Sexually assaulting women is really, really hateful. Justifying it or denying it is hateful.
Helping instigate an insurrection against the U.S. government is hateful. The violence of that mob was hateful. Republican politicians roundly condemned it at the time, but now are rewriting history and claiming that it was a patriotic protest. That’s hateful.
Pardoning all of those involved, including those who had criminal records before Jan. 6th, is hateful.
Wearing a “Camp Auschwitz” tee-shirt was the epitome of hateful. That man was celebrating the attempted extermination of a race. My calling him a racist piece of filth isn’t hateful.
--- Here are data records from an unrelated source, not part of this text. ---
PR #8237, opened 2025-03-25
fix(file): fix issue with download process not work

zhengkunwang223:


frontend/src/views/toolbox/supervisor/file/index.vue
```diff
@@ -36,6 +42,8 @@ import { operateSupervisorProcessFile } from '@/api/modules/host-tool';
 import i18n from '@/lang';
 import { TabsPaneContext } from 'element-plus';
 import { MsgSuccess } from '@/utils/message';
+import { GlobalStore } from '@/store';
+const globalStore = GlobalStore();
 
 const loading = ref(false);
 const content = ref('');
```
wanghe-fit2cloud, line 49: The provided code does not contain any irregularities, major issues, or significant optimizations that would require immediate attention. The changes appear to be consistent with typical updates or enhancements aimed at improving usability or functionality within an application using Element Plus components.

Here are a few minor observations and suggestions:

1. **Global Store Usage**: 
   ```vue
   ```
   This line is redundant because `const{globalStore}=useStore()` can be used directly in Vue 3 composition-based approach without importing/exporting a dedicated store instance. It's recommended to use context instead of Vuex for state management when working with Vue 3 applications.

2. **Conditional Full Screen Size**:
   ```vue
   <DrawerPro :size="globalStore.isFullScreen ? 'full' : 'large'" :fullScreen="true">
   ```
   If you're targeting mobile devices or want to ensure consistent behavior on larger screens, setting both `:size` and `:fullscreen` may cause conflicts unless they have mutually exclusive logic (e.g., ensuring only one condition is active based on user preference).

For further refinement, consider adopting a more modern and efficient state management pattern, especially if this app will grow beyond simple local component states, as Vuex has limitations and inefficiencies. Alternatively, utilize the Composition API directly with Pinia for managing reactive state variables and business logic within Vue components, providing better performance and scalability.

agent/app/api/v2/file.go
```diff
@@ -789,9 +789,6 @@ func (b *BaseApi) ProcessKeys(c *gin.Context) {
 			continue
 		}
 		res.Keys = append(res.Keys, key)
-		if process.Percent == 100 {
-			global.CACHE.Del(key)
-		}
 	}
 	helper.SuccessWithData(c, res)
 }
```
wanghe-fit2cloud, line 794: The given code snippet looks reasonable, but there are a few minor improvements that can be made:

1. **Remove Redundant Checks**: The line `if process.Percent == 100 {` is redundant because the loop will not add an element to `res.Keys` if `process.Percent != 100`. By moving the call to `helper.SuccessWithData(c, res)` outside the loop where it's already called, we eliminate this redundancy.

Any man who supports the killing of 6 million Jews is racist filth.
So were the many people waving swastika flags. That was hateful.
I believe, and you’ll probably really disagree with this one, that waving or flying the Stars and Bars is hateful. It’s not about celebrating “southern culture.” It’s about glorifying the attempt to create a country with ownership of human beings as its primary organizing principle.
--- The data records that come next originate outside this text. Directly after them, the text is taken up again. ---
PR #8246, opened 2025-03-25
fix(app): fix issue with sync custom-app failed

zhengkunwang223:


agent/utils/files/file_op.go
```diff
@@ -798,33 +798,38 @@ func (f FileOp) TarGzExtractPro(src, dst string, secret string) error {
...
-		return err
+
+	tempFile.Close()
+	source.Close()
+
+	if err = os.Rename(tempFile.Name(), dstPath); err != nil {
+		return fmt.Errorf("failed to rename temporary file to %s: %v", dstPath, err)
 	}
 	return nil
 }
```
wanghe-fit2cloud, line 835: ### Differences and Suggestions

#### Main Functionality
- **Function Names**: 
  - `TarGzExtractPro` now has an added suffix `_copyCustomAppFile`, which is inconsistent with the naming convention of the original function. Suggestion: Rename it to `ExtractTarGzCopy`.
  
- **Error Handling**:
  - The check for the existence of the source file in both functions can be combined into one. This makes the logic more concise.

- **Directory Creation**:
  - The creation of the destination directory in `CopyCustomAppFile` seems redundant because it would also be handled by creating the temporary file within that directory. Consider removing this check if appropriate.

- **Resource Management**:
  - The final line of `CopyCustomAppFile` contains a commented out command (`defer tempFile.Close()`) instead of the correct closing statement (`defer tempFile.Close()`).

#### CopyFileWithName
- **Suggestion**: Simplify error handling around opening files by using multiple early returns or wrapping operations in try-catch blocks. For example:

```go
func CopyFileWithName(src, dst string, withName bool) error {
	if _, err := os.Stat(src); os.IsNotExist(err) {
		return fmt.Errorf("source file does not exist: %s", src)
	}

	if path.Base(src) != path.Base(dst) && !withName {
		dst = path.Join(dst, path.Base(src))
	}

	if _, err := os.Stat(path.Dir(dst)); err != nil {
		if os.IsNotExist(err) {
			err = os.MkdirAll(path.Dir(dst), os.ModePerm)
			if err != nil {
				return err
			}
		}
	}

	destDir := path.Dir(dst)

	tempFile, err := os.CreateTemp(destDir, "temp_*.tar.gz")
	if err != nil {
		return fmt.Errorf("failed to create temporary file in %s: %v", destDir, err)
	}
	defer tempFile.Close()

	if _, err = io.Copy(tempFile, source); err != nil {
		return fmt.Errorf("failed to copy file contents: %v", err)
	}

	if err = os.Rename(tempFile.Name(), dstPath); err != nil {
		return fmt.Errorf("failed to rename temporary file to %s: %v", dstPath, err)
	}

	return nil
}
```

This refactoring improves readability and removes duplicate code while ensuring proper resource management.

### Conclusion
The provided code has a few inconsistencies in function naming and some unnecessary checks or commands in `CopyCustomAppFile`. Additionally, there is an issue with resource cleanup in `CopyFileWithName`. These areas should be addressed to ensure better code quality and consistency.

agent/app/service/website.go
```diff
@@ -1816,19 +1816,13 @@ func (w WebsiteService) GetProxies(id uint) (res []request.WebsiteProxyConfig, e
...
-	nginxFull, err = getNginxFull(&website)
-	if err != nil {
-		return err
-	}
-	includePath := fmt.Sprintf("%s/%s.conf", GetSitePath(website, SiteProxyDir), req.Name)
-	absolutePath := path.Join(nginxFull.Install.GetPath(), includePath)
+	absolutePath := fmt.Sprintf("%s/%s.conf", GetSitePath(website, SiteProxyDir), req.Name)
 	fileOp := files.NewFileOp()
 	oldRewriteContent, err = fileOp.GetContent(absolutePath)
 	if err != nil {
```
wanghe-fit2cloud, line 1828: The function `UpdateProxyFile` has a few issues that should be addressed:

1. **Unused Variables**: The variables `nginxFull`, `oldRewriteContent`, and `website` are declared but not used within the method. You should remove them to make the code cleaner.

2. **String Formatting**: There is an unnecessary string formatting operation `fmt.Sprintf("%s/%s.conf", GetSitePath(website, SiteProxyDir), req.Name)` inside the `if err != nil` block for setting up `absolutePath`. This can be moved outside of it if needed.

Here's the revised version of the function:

```go
func (w WebsiteService) UpdateProxyFile(req request.NginxProxyUpdate) (err error) {
	const (
		includePathFormat = "%s/%s.conf"
	)

	var relativeIncludePath = req.Name
	sitePath := GetSitePath(w.websiteRepository.GetByID(req.WebsiteID).Result.(*model.Website), SiteProxyDir)
	absolutePath := path.Join(sitePath.Dir, includePath.Format(relativeIncludePath))

	return files.UpdateFileWithBackup(ctx, absolutePath, req.Content)
}
```

### Key Changes:
- Removed unused variables.
- Used a constant for the format string to avoid repetition.
- Ensured `GetSitePath()` call only once instead of twice.
- Updated the updateFile logic to use the new `absolutePath`.

These changes improve readability and maintainability of the code.

wanghe-fit2cloud (commented):
/lgtm

PR #8248, opened 2025-03-25
feat: Added a reminder when the drawer is closed

ssongliu:


frontend/src/components/drawer-pro/index.vue
```diff
@@ -111,6 +115,25 @@ const handleBack = () => {
...
+                done();
+            });
+        }
+    }
+    done();
+};
+
 const handleClose = () => {
     localOpenPage.value = false;
     globalStore.isFullScreen = false;
```
wanghe-fit2cloud, line 144: Here are some points to review regarding the code changes:

1. **Slot Content Placement**: The `slot` component is now placed after the slot content, which might cause unexpected behavior since the `v-if="slots.content"` condition may not be met unless there's additional logic in your Vue lifecycle methods.

2. **Ref Usage Error**: There seems to be an issue with how you're using `drawerContent`. You're creating a reference called `drawerContent`, but it should refer to the actual element inside the drawer. Make sure that when you need to access this element later on, you use its ID or selector correctly.

3. **Modal Header Template Adjustment**: The header template looks good overall, except for minor adjustments like adding indentation where necessary.

4. **Function Definition**: Ensure that the function definitions (`handleBack`, `handleClose`) remain valid and consistent across different versions of Vue.js.

5. **Code Optimization**:
   ```javascript
   // Before
   const localOpenPage = ref(false);
   const size = 'large';

   // After (improved separation)
   const openState = ref(false);
   const currentSize = 'medium';  // Or another suitable default size

   openState.value = false;  // Set initial state outside defineProps()
   currentSize = 'large';       // Set current size outside defineProps()

   // Adjusted Props
   props({
       header: {
           type: String,
           required: true
       }
   });
   ```

6. **Accessibility**: Consider implementing ARIA roles for better accessibility in components like drawers.

7. **Event Handling**: Double-check that all event handlers behave as expected, especially the modal close prompt dialog.

Overall, these changes can improve readability and potentially enhance functionality, but make sure to thoroughly test them thoroughly to ensure smooth user experience.

frontend/src/views/home/status/index.vue
```diff
@@ -265,7 +265,7 @@ import router from '@/routers';
 import i18n from '@/lang';
 import { nextTick, ref } from 'vue';
 import { toFolder } from '@/global/business';
-const showMore = ref(true);
+const showMore = ref(false);
 const totalCount = ref();
 
 const baseInfo = ref<Dashboard.BaseInfo>({
```
wanghe-fit2cloud, line 271: Yes, there are a few changes made to the code:

1. The `if` condition in the template for disk data has been changed to use `v-if`.
2. There is an addition of two new properties: `showMore` and `totalCount`, which were not present before.
3. In the definition of `baseInfo`, an additional property `lastTime` was added.

There are no major issues found in this change set regarding functionality or performance optimizations. If you have any specific concerns about these changes, feel free to ask!

frontend/src/lang/modules/en.ts
```diff
@@ -137,10 +137,9 @@ const message = {
...
         msg: {
             noneData: 'No data available',
-            disConn:
-                'Please click the disconnect button directly to terminate the terminal connection, avoiding the use of exit commands like {0}.',
             delete: 'This operation delete cannot be rolled back. Do you want to continue?',
             clean: 'This operation clean cannot be rolled back. Do you want to continue?',
+            closeDrawerHelper: 'The system may not save the changes you made. Do you want to continue?',
             deleteSuccess: 'Delete Success',
             loginSuccess: 'Login Success',
             operationSuccess: 'Successful operation',
```
wanghe-fit2cloud, line 145: There are no apparent irregularities, critical issues, or opportunities for immediate optimization in the provided code snippet. The changes align with normal functionality and standard practice.

frontend/src/components/drawer-pro/index.vue
```diff
@@ -111,7 +115,31 @@ const handleBack = () => {
...
+    } else {
+        done();
+    }
+};
+
 const handleClose = () => {
+    console.log('321321');
     localOpenPage.value = false;
     globalStore.isFullScreen = false;
     emit('close');
```
wanghe-fit2cloud, line 145: The only issue found in the provided code is that `drawerContent` should be initialized to an object, not a primitive type like a reference value.

**Code Changes Required:**
Replace:
```javascript
const drawerContent = ref();
```
With:
```javascript
// Import Vue's reactive function
import { ref } from 'vue';

const drawerContent = ref(null);
```

Explanation:
In JavaScript/TypeScript, when using `ref`, it is important to initialize the variable with its appropriate type. In this case, because you intend to store child DOM elements (`<div>`), they should be wrapped inside an array `[ ]`. To ensure compatibility with Vue 3 component properties, which expect arrays or single values depending on their type definitions, we need to initialize `drawerContent` as an empty array.

This change doesn't affect the functionality but helps prevent type errors and ensures proper usage of Vue refs within components.

frontend/src/views/home/status/index.vue
wanghe-fit2cloud, line 271: Here is a concise summary of the code differences and any suggested optimizations:

- **Refactoring `showMore` Variable**: Removed the default value `true` and set it to `false`. This change simplifies the initial state.

Overall, no major issues were found in terms of logic or structure. The refactoring improves readability by eliminating unused settings.

frontend/src/lang/modules/en.ts
wanghe-fit2cloud, line 145: There is no significant irregularity, issue, or potential improvement in this code snippet. The formatting matches, and all messages are presented clearly without any syntax errors.

If you need specific feedback on certain aspects like readability, consistency, or best practices, please let me know!

PR #8253, opened 2025-03-26
fix: Node switchover is cancelled when the master node unbinds the li…

ssongliu:


frontend/src/views/setting/safe/index.vue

The pardon of Ross Ulbricht, one of the world’s most prolific drug dealers, absolutely infuriates me. He’s up there with any of the worst Latin American drug lords. Remember how I mentioned to you that I don’t use the word “evil” lightly? He’s not only hateful, but evil. Letting him walk the streets goes beyond hateful to absolute evil.
We know a therapist at the VA in San Francisco who has lamented that the office is in chaos. His groups dealing with vet suicide have been cancelled, people have been fired, and others are quitting before they get fired. This is at the VA, an organization charged with helping American veterans! That’s hateful. Anyone who would do that is hateful. And dare I say, anyone who would accept it is hateful.
Bringing much of the work at NIH to a halt is hateful, because research into cancer and other diseases save lives. Decimating the Dept. of Health and Human services, which will soon take place, is hateful.
I could go on and on, but you get the point. You can call me angry all you want, but don’t call me hateful. Responding angrily to hateful things is not hateful. It’s human. But having said all of this, I have to agree with Brene Brown: “When we are in pain and fear, anger and hate are our go-to emotions.” I’m really afraid of living in a time and place that accepts the ugliness of Trumpism, and that fear is frequently manifesting as anger.
(The above piece was written weeks ago. Had it been written yesterday, the list of hateful actions taken by Trump and Musk would be pages and pages. Literally everything they do is hateful.)